PR #3848, opened 2017-07-12
configury: fix PBS Pro support

ggouaillardet:
recent versions of PBS Pro requires libcrypto.so, but libpbs.so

TASK BRIEF>
Line for line, the material above should be repeated exactly.

RESULT>
PR #3848, opened 2017-07-12
configury: fix PBS Pro support

ggouaillardet:
recent versions of PBS Pro requires libcrypto.so, but libpbs.so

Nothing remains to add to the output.